§ EXERCISE AIM
Each line of the entries, from the first to the line containing "TV casting tests had", is to be transcribed exactly as it stands; include no other lines.
____ GIVEN DATA
PR #34457, opened 2024-07-23
Make tv casting tests use multithreading.

### LINKED ISSUE #34443: run_tv_casting_test.py timeouts do not work.
The test is supposed to time out within 10 seconds by default if the required response is not received. Instead, for my machine when I timeout I currently have 31 seconds (and the tests pass in 2 seconds when they pass, so this is not some cummulative thing)

### LINKED ISSUE #34444: run_tv_casting_test.py is flaky on linux
This was on builds on a10b47d4da020aef369041967dcf8901b534ddea:

Compiled with

```sh
source scripts/activate.sh

./scripts/examples/gn_build_example.sh examples/tv-app/linux/ out/tv-app
./scripts/examples/gn_build_example.sh  examples/tv-casting-app/linux/ out/tv-casting-app 'chip_casting_simplified=true'
```

And then ran `python3 ./scripts/tests/run_tv_casting_test.py`. I periodically get this to fail (I was investigating why a PR I had was failing, which seems to make it fail consistently, however even in ToT it seems flaky). Tried repeatedly and I get 10-20% failure rate on my machine:

image

andy31415:
TV casting tests had inline stdout reading as a single process, which caused several issues:
  - output reads were blocked while waiting for another process, potentially blocking the sending side for the "other" app, essentially deadlocking the chip main thread if the logging is blocking
  - timeouts were not properly working, since `readline` is blocking
  
Fixes #34443 and fixes #34444

### Changes

- create a new class for that does stdout i/o in a separate thread and timeouts that work
- move log reporting into exception handlers, so that a separate log path and exits are not needed
- move from a central `handle_failure` to exceptions
- enable json tracing for communication in the sample apps and during test runs (to see a clearer picture of packets that are sent/received during runs)

### Tested

tv_casting test still passes (and newly passes on my pr that had failures before)

### DIFF
--- a/scripts/tests/linux/log_line_processing.py
+++ b/scripts/tests/linux/log_line_processing.py
@@ -66,15 +66,15 @@ class ProcessOutputCapture:
             while not self.done:
                 changes = out_wait.poll(0.1)
                 if changes:
-                    l = self.process.stdout.readline()
-                    f.write(l)
-                    self.output_lines.put(l)
+                    out_line = self.process.stdout.readline()
+                    f.write(out_line)
+                    self.output_lines.put(out_line)
 
                 changes = err_wait.poll(0)
                 if changes:
-                    l = self.process.stderr.readline()
-                    if l:
-                        f.write(f"!!STDERR!! : {l}")
+                    err_line = self.process.stderr.readline()
+                    if err_line:
+                        f.write(f"!!STDERR!! : {err_line}")
 
     def __enter__(self):
         self.done = False
@@ -102,8 +102,8 @@ class ProcessOutputCapture:
             # When we fail because of an exception, report the entire log content
             logging.error(f"-------- START: LOG DUMP FOR {self.command!r} -----")
             with open(self.output_path, "rt") as f:
-                for l in f.readlines():
-                    logging.error(l.strip())
+                for output_line in f.readlines():
+                    logging.error(output_line.strip())
             logging.error(f"-------- END:   LOG DUMP FOR {self.command!r} -----")
 
     def next_output_line(self, timeout_sec=None):
--- a/scripts/tests/linux/log_line_processing.py
+++ b/scripts/tests/linux/log_line_processing.py
@@ -108,7 +108,10 @@ class ProcessOutputCapture:
 
     def next_output_line(self, timeout_sec=None):
         """Fetch an item from the output queue, potentially wit h a timeout."""
-        return self.output_lines.get(timeout=timeout_sec)
+        try:
+            return self.output_lines.get(timeout=timeout_sec)
+        except Empty:
+            return None
 
     def send_to_program(self, what):
         """Sends the given string to the program.
--- a/scripts/tests/linux/log_line_processing.py
+++ b/scripts/tests/linux/log_line_processing.py
@@ -118,5 +118,5 @@ class ProcessOutputCapture:
 
         NOTE: remember to append a `\n` for terminal applications
         """
-        self.process.stdin.write(what)
+        self.process.stdin.write(input_cmd)
         self.process.stdin.flush()
--- a/scripts/tests/linux/log_line_processing.py
+++ b/scripts/tests/linux/log_line_processing.py
@@ -113,8 +113,8 @@ class ProcessOutputCapture:
         except queue.Empty:
             return None
 
-    def send_to_program(self, what):
-        """Sends the given string to the program.
+    def send_to_program(self, input_cmd):
+        """Sends the given input command string to the program.
 
         NOTE: remember to append a `\n` for terminal applications
         """
--- a/scripts/tests/linux/log_line_processing.py
+++ b/scripts/tests/linux/log_line_processing.py
@@ -30,7 +30,7 @@ class ProcessOutputCapture:
         the process stdout)
       - provides read timeouts for incoming data
 
-    Use as part of a resource mangement block like:
+    Use as part of a resource management block like:
 
     with ProcessOutputCapture("test.sh", "logs.txt") as p:
        p.send_to_program("input\n")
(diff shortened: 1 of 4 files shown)


scripts/tests/linux/log_line_processing.py
```diff
@@ -0,0 +1,122 @@
...
+    """
+    Captures stdout from a process and redirects such stdout to a given file.
+
+    The capture serves several purposes as opposed to just reading stdout:
+      - as data is received, it will get written to a separate file
+      - data is accumulated in memory for later processing (does not starve/block
+        the process stdout)
+      - provides read timeouts for incoming data
+
+    Use as part of a resource mangement block like:
```
shaoltan-amazon, line 33: Typo: management

scripts/tests/linux/log_line_processing.py
```diff
@@ -0,0 +1,119 @@
...
+        out_wait.register(self.process.stdout, select.POLLIN)
+
+        err_wait = select.poll()
+        err_wait.register(self.process.stderr, select.POLLIN)
+
+        with open(self.output_path, "wt") as f:
+            while not self.done:
+                changes = out_wait.poll(0.1)
+                if changes:
+                    out_line = self.process.stdout.readline()
```
cecille, line 69: why is it possible for there to be no err_line, but there's always an out_line?

scripts/tests/linux/log_line_processing.py
```diff
@@ -0,0 +1,119 @@
...
+                    f.write(out_line)
+                    self.output_lines.put(out_line)
+
+                changes = err_wait.poll(0)
+                if changes:
+                    err_line = self.process.stderr.readline()
+                    if err_line:
+                        f.write(f"!!STDERR!! : {err_line}")
```
cecille, line 77: does stderr not go to output_lines?

scripts/tests/linux/log_line_processing.py
```diff
@@ -0,0 +1,119 @@
...
+        self.done = False
+
+    def _io_thread(self):
+        """Reads process lines and writes them to an output file.
+
+        It also sends the output lines to `self.output_lines` for later
+        reading
+        """
+        out_wait = select.poll()
+        out_wait.register(self.process.stdout, select.POLLIN)
```
cecille, line 60: what in the input poll used for here?

scripts/tests/run_tv_casting_test.py
```diff
@@ -35,243 +36,268 @@
...
+                )
                 for line in msg_block:
-                    logging.info(f'{test_sequence_name} - {line}')
+                    logging.info(f"{test_sequence_name} - {line}")
 
-                return True
+                # successful completion
+                return
+
+    raise TestStepException("Unespected exit", test_sequence_name, test_sequence_step)
```
shaoltan-amazon, line 176:
```suggestion
    raise TestStepException("Unexpected exit", test_sequence_name, test_sequence_step)
```

scripts/tests/linux/log_line_processing.py
```diff
@@ -0,0 +1,122 @@
...
+
+    def next_output_line(self, timeout_sec=None):
+        """Fetch an item from the output queue, potentially wit h a timeout."""
+        try:
+            return self.output_lines.get(timeout=timeout_sec)
+        except queue.Empty:
+            return None
+
+    def send_to_program(self, what):
+        """Sends the given string to the program.
```
shaoltan-amazon, line 117: Nit:
```suggestion
    def send_to_program(self, input_cmd):
        """Sends the given input command string to the program.
```

scripts/tests/linux/log_line_processing.py
```diff
@@ -0,0 +1,122 @@
...
+
+        NOTE: remember to append a `\n` for terminal applications
+        """
+        self.process.stdin.write(what)
```
shaoltan-amazon, line 121: Nit:
```suggestion
        self.process.stdin.write(input_cmd)
```

scripts/tests/linux/log_line_processing.py
```diff
@@ -0,0 +1,122 @@
...
+        if exception_value:
+            # When we fail because of an exception, report the entire log content
+            logging.error(f"-------- START: LOG DUMP FOR {self.command!r} -----")
+            with open(self.output_path, "rt") as f:
+                for output_line in f.readlines():
+                    logging.error(output_line.strip())
+            logging.error(f"-------- END:   LOG DUMP FOR {self.command!r} -----")
+
+    def next_output_line(self, timeout_sec=None):
+        """Fetch an item from the output queue, potentially wit h a timeout."""
```
shaoltan-amazon, line 110:
```suggestion
        """Fetch an item from the output queue, potentially with a timeout."""
```

scripts/tests/linux/log_line_processing.py
shaoltan-amazon:
```suggestion
    Use as part of a resource management block like:
```

scripts/tests/linux/log_line_processing.py
andy31415: Process exit results in a '' error line. I thought this is ok for output lines, but because I prefix `STDERR!!` in front of errors, I figured empty error lines are annoying (and I did get them while testing) hence this change.

cecille: ah, ok, gotcha.

andy31415: Removed the logic though ... I think it is probably fine to see a empty stderr at the end.

scripts/tests/linux/log_line_processing.py
cecille: answered as part of the other question below. It's ok to write empty because there's nothing prepended.

cecille (approved):

shaoltan-amazon (approved):

chrisdecenzo (approved):

PR #34459, opened 2024-07-23
Add Ecosystem Information Cluster Server implementation

### LINKED ISSUE #34553: [Feature] Implements the Ecosystem Information Server in Matter SDK
### Feature description

Add Ecosystem Information Cluster Server implementation to src/app/clusters/ for provisional fabric sync

This registers AttributeAccessInterface so that we can override the read attributes. This instance was developed in a way so that ownership of the underlying types are embedded into the Device and Location structs themselves and that we would only create instance of those structs if the data is valid.

To be completed in follow up PRs:
Proper fabric scoping of elements in the device and location lists.
Testing:
With local changes to examples/fabric-bridge-app/ confirmed was able to read attributes from EcosystemInformationCluster

### Platform

other

### Platform Version(s)

_No response_

### Anything else?

_No response_

tehampson:
This adds Ecosystem Information Cluster Server implementation to `src/app/clusters/` for provisional fabric sync

This registers AttributeAccessInterface so that we can override the read attributes. This instance was developed in a way so that ownership of the underlying types are embedded into the Device and Location structs themselves and that we would only create instance of those structs if the data is valid.

#### To be completed in follow up PRs:
* Proper fabric scoping of elements in the device and location lists.

#### Testing:
With local changes to `examples/fabric-bridge-app/` confirmed was able to read attributes from EcosystemInformationCluster


src/app/clusters/ecosystem-information-server/ecosystem-information-server.cpp
```diff
@@ -0,0 +1,356 @@
+/*
```
tehampson, line 1: Blocking comment on https://github.com/project-chip/connectedhomeip/pull/34291/ being merged first

src/app/clusters/ecosystem-information-server/ecosystem-information-server.h
```diff
@@ -0,0 +1,211 @@
...
+        uint64_t mDeviceNameLastEditEpochUs = 0;
+        EndpointId mBridgedEndpoint         = kInvalidEndpointId;
+        EndpointId mOriginalEndpoint        = kInvalidEndpointId;
+        std::vector<Structs::DeviceTypeStruct::Type> mDeviceTypes;
+        std::vector<std::string> mUniqueLocationIds;
+        uint64_t mUniqueLocationIdsLastEditEpochUs = 0;
+        bool mIsAlreadyBuilt                       = false;
+    };
+
+    EcosystemDeviceStruct(const EcosystemDeviceStruct &) = delete;
```
andy31415, line 69: why is this not allowed? I see no self-referencing things at a first glance. Could we add a comment?

Should we delete `operator=` as well if really not allowed?

src/app/clusters/ecosystem-information-server/ecosystem-information-server.h
```diff
@@ -0,0 +1,211 @@
...
+
+    CHIP_ERROR Encode(const AttributeValueEncoder::ListEncodeHelper & aEncoder, const FabricIndex & aFabricIndex);
+
+private:
+    // Constructor is intentionally private. This is to ensure that it is only constructed with
+    // values that conform to the spec.
+    explicit EcosystemDeviceStruct(std::string aDeviceName, uint64_t aDeviceNameLastEditEpochUs, EndpointId aBridgedEndpoint,
```
andy31415, line 76: If this is built using a builder, would it make sense to use `&&` for the larger types (string, vectors)?

src/app/clusters/ecosystem-information-server/ecosystem-information-server.cpp
```diff
@@ -0,0 +1,368 @@
...
+std::unique_ptr<EcosystemDeviceStruct> EcosystemDeviceStruct::Builder::Build()
+{
+    bool deviceNameIsInvalid            = mDeviceName.size() > kDeviceNameMaxSize;
+    bool originalEndpointIsInvalid      = mOriginalEndpoint == kInvalidEndpointId;
+    bool deviceTypesListIsInvalid       = mDeviceTypes.empty();
+    bool uniqueLocationIdsListIsInvalid = mUniqueLocationIds.size() > kUniqueLocationIdsListMaxSize;
+    if (mIsAlreadyBuilt || deviceNameIsInvalid || originalEndpointIsInvalid || deviceTypesListIsInvalid ||
+        uniqueLocationIdsListIsInvalid)
+    {
+        return nullptr;
```
andy31415, line 141: here we lose the reason of why building failed. Since this is likely infrequently hit, would it make sense to log some error text whenever we return nullptr?

Also why do we do all boolean setting and only then an if? The first invalid should already fail like:

```
VerifyOrReturnValue(mDeviceName.size() <= kDeviceNameMaxSize, nullptr, ChipLogError(Zcl, "Device name too large"));
VerifyOrReturnValue(mOriginalEndpoint != kInvalidEndpointId;, nullptr, ChipLogError(Zcl, "Invalid original endpoint"));

....
```

src/app/clusters/ecosystem-information-server/ecosystem-information-server.cpp
```diff
@@ -0,0 +1,368 @@
...
+    for (auto & locationId : mUniqueLocationIds)
+    {
+        if (locationId.size() > kUniqueLocationIdMaxSize)
+        {
+            return nullptr;
+        }
+    }
+
+    // std::make_unique does not have access to private constructor we workaround with using new
+    std::unique_ptr<EcosystemDeviceStruct> ret{ new EcosystemDeviceStruct(
```
andy31415, line 153: consider using make_unique? Or does that fail because of private constructor?

src/app/clusters/ecosystem-information-server/ecosystem-information-server.cpp
```diff
@@ -0,0 +1,368 @@
...
+namespace Clusters {
+namespace EcosystemInformation {
+namespace {
+
+constexpr size_t kDeviceNameMaxSize            = 64;
+constexpr size_t kUniqueLocationIdMaxSize      = 64;
+constexpr size_t kUniqueLocationIdsListMaxSize = 64;
+constexpr size_t kHomeLocationNameMaxSize      = 128;
+
+constexpr size_t kDeviceDirectoryMaxSize   = 256;
```
andy31415, line 34: are there any spec-required reasons for this maximum count?

If these are large devices that support STL, would it make sense to bump this up a lot of make them a configurable option?

src/app/clusters/ecosystem-information-server/ecosystem-information-server.cpp
```diff
@@ -0,0 +1,368 @@
...
+    return mInstance;
+}
+
+CHIP_ERROR EcosystemInformationServer::AddDeviceInfo(EndpointId aEndpoint, std::unique_ptr<EcosystemDeviceStruct> aDevice)
+{
+    VerifyOrReturnError(aDevice, CHIP_ERROR_INVALID_ARGUMENT);
+    VerifyOrReturnError((aEndpoint != kRootEndpointId && aEndpoint != kInvalidEndpointId), CHIP_ERROR_INVALID_ARGUMENT);
+
+    auto & deviceInfo = mDevicesMap[aEndpoint];
+    VerifyOrReturnError((deviceInfo.mDeviceDirectory.size() >= kDeviceDirectoryMaxSize), CHIP_ERROR_NO_MEMORY);
```
andy31415, line 263: this verify seems reversed ... should we verify that the size is smaller than the maximum size and otherwise return an error?

Same below.

src/app/clusters/ecosystem-information-server/ecosystem-information-server.cpp
```diff
@@ -0,0 +1,368 @@
...
+    auto & deviceInfo = mDevicesMap[aEndpoint];
+    deviceInfo.mRemovedOn.SetValue(aEpochUs);
+    return CHIP_NO_ERROR;
+}
+
+CHIP_ERROR EcosystemInformationServer::EncodeRemovedOnAttribute(EndpointId aEndpoint, AttributeValueEncoder & aEncoder)
+{
+    if (mDevicesMap.find(aEndpoint) == mDevicesMap.end())
+    {
+        return CHIP_IM_GLOBAL_STATUS(UnsupportedCluster);
```
andy31415, line 294: UnsupportedEndpoint?

or is the unsupported cluster correct? This may warrant a comment there since I read this as "search by endpoint and if not found return ..."

src/app/clusters/ecosystem-information-server/ecosystem-information-server.cpp
```diff
@@ -0,0 +1,368 @@
...
+    }
+
+    auto & deviceInfo = mDevicesMap[aEndpoint];
```
andy31415, line 297: could we save and use the result of `::find` to avoid the double map lookup?

src/app/clusters/ecosystem-information-server/ecosystem-information-server.cpp
andy31415: I guess if mDevicesMap does not include a endpoint this means the cluster implementation does not exist on that endpoint so we always assume "endpoint is valid, but cluster may not be active there"?

src/app/clusters/ecosystem-information-server/ecosystem-information-server.h
tehampson: 100%, thanks!

src/app/clusters/ecosystem-information-server/ecosystem-information-server.cpp
tehampson: Thanks!

src/app/clusters/ecosystem-information-server/ecosystem-information-server.cpp
tehampson: Fails because of private constructor. There is a comment above mentioning this

src/app/clusters/ecosystem-information-server/ecosystem-information-server.cpp
tehampson: Yes this is a spec requirement. I don't know why there is a limit simply implementing constrains as defined.

src/app/clusters/ecosystem-information-server/ecosystem-information-server.cpp
tehampson: Good catch.

This comment is also now left open until I confirm with my local setup that my latest updates and check work as expected

src/app/clusters/ecosystem-information-server/ecosystem-information-server.cpp
tehampson: That is exactly the reason.

src/app/clusters/ecosystem-information-server/ecosystem-information-server.h
tehampson: Removed

src/app/clusters/ecosystem-information-server/ecosystem-information-server.cpp
tehampson: Confirmed I was able to add and read values from Device and Location directory

andy31415 (approved):

src/app/clusters/ecosystem-information-server/ecosystem-information-server.cpp
yufengwangca: https://github.com/project-chip/connectedhomeip/pull/34291 landed

yufengwangca (approved):

src/app/clusters/ecosystem-information-server/ecosystem-information-server.cpp
```diff
@@ -0,0 +1,375 @@
...
+    for (auto & id : mUniqueLocationIds)
+    {
+        locationIds.push_back(CharSpan(id.c_str(), id.size()));
+    }
+    deviceStruct.uniqueLocationIDs = DataModel::List<CharSpan>(locationIds.data(), locationIds.size());
+
+    deviceStruct.uniqueLocationIDsLastEdit = mUniqueLocationIdsLastEditEpochUs;
+
+    // TODO(#33223) this is a hack, use mFabricIndex when it exists. Additionally checking fabric
+    // index matches should happen at the top of this method to prevent building the encodable
```
bzbarsky-apple, line 178: Then you have to make assumptions here about which fields are sensitive and which are not, which can diverge from the actual spec/XML....

src/app/clusters/ecosystem-information-server/ecosystem-information-server.cpp
```diff
@@ -0,0 +1,375 @@
...
+        return EcosystemInformationServer::Instance().EncodeDeviceDirectoryAttribute(aPath.mEndpointId, aEncoder);
+    case Attributes::LocationDirectory ::Id:
+        return EcosystemInformationServer::Instance().EncodeLocationStructAttribute(aPath.mEndpointId, aEncoder);
+    default:
+        break;
+    }
+    return CHIP_NO_ERROR;
+}
+
+Structs::HomeLocationStruct::Type GetEncodableLocationDescriptorStruct(const LocationDescriptorStruct & aLocationDescriptor)
```
bzbarsky-apple, line 63: This is a bit unsafe in that the caller's LocationDescriptorStruct could die while our return value is referencing it, but I don't really know a good way to address that in C++...

One thing you _could_ try to do to avoid temporaries being passed in is to have an overload that takes an rvalue ref and either fails to compile (would be easier if it were a deleted member method) or at least at runtime dies so that if something calls it we will notice.

bzbarsky-apple (approved):

src/app/clusters/ecosystem-information-server/ecosystem-information-server.cpp
tehampson: Yeah this was the best I could come up with. An earlier version had a failed direct encoder that was very ugly

I meant to add documentation to this to talk about the lifetime considerations (I will add comment before merging). I also chose to have this be in the anonymous namespace in the cpp file as it would would limit where and how it was used.

>One thing you could try to do to avoid temporaries being passed in is to have an overload that takes an rvalue ref and either fails to compile (would be easier if it were a deleted member method) or at least at runtime dies so that if something calls it we will notice.

Not sure I understand

src/app/clusters/ecosystem-information-server/ecosystem-information-server.cpp
tehampson: I will update the comment.

Initially when I wrote that comment I assumed all read were fabric filtered read. I have since learned that we always have to encode

src/app/clusters/ecosystem-information-server/ecosystem-information-server.cpp
bzbarsky-apple: No, I am referring to overloading `GetEncodableLocationDescriptorStruct` with a version that takes a `LocationDescriptorStruct &&` which either causes compilation to fail when called or at least causes a ChipDie when called.

tehampson: Ahh.... understood. If this were accessible outside of this cpp file that might be worth it, but since this is used in the file with a warning label above it, and it is used properly here I am going to say it is not worth it.

I added a TODO comment so I might try the method of having this be a member method and deleting version that takes the `LocationDescriptorStruct &&`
________
§ EXPECTED OUTPUT
PR #34457, opened 2024-07-23
Make tv casting tests use multithreading.

### LINKED ISSUE #34443: run_tv_casting_test.py timeouts do not work.
The test is supposed to time out within 10 seconds by default if the required response is not received. Instead, for my machine when I timeout I currently have 31 seconds (and the tests pass in 2 seconds when they pass, so this is not some cummulative thing)

### LINKED ISSUE #34444: run_tv_casting_test.py is flaky on linux
This was on builds on a10b47d4da020aef369041967dcf8901b534ddea:

Compiled with

```sh
source scripts/activate.sh

./scripts/examples/gn_build_example.sh examples/tv-app/linux/ out/tv-app
./scripts/examples/gn_build_example.sh  examples/tv-casting-app/linux/ out/tv-casting-app 'chip_casting_simplified=true'
```

And then ran `python3 ./scripts/tests/run_tv_casting_test.py`. I periodically get this to fail (I was investigating why a PR I had was failing, which seems to make it fail consistently, however even in ToT it seems flaky). Tried repeatedly and I get 10-20% failure rate on my machine:

image

andy31415:
TV casting tests had inline stdout reading as a single process, which caused several issues:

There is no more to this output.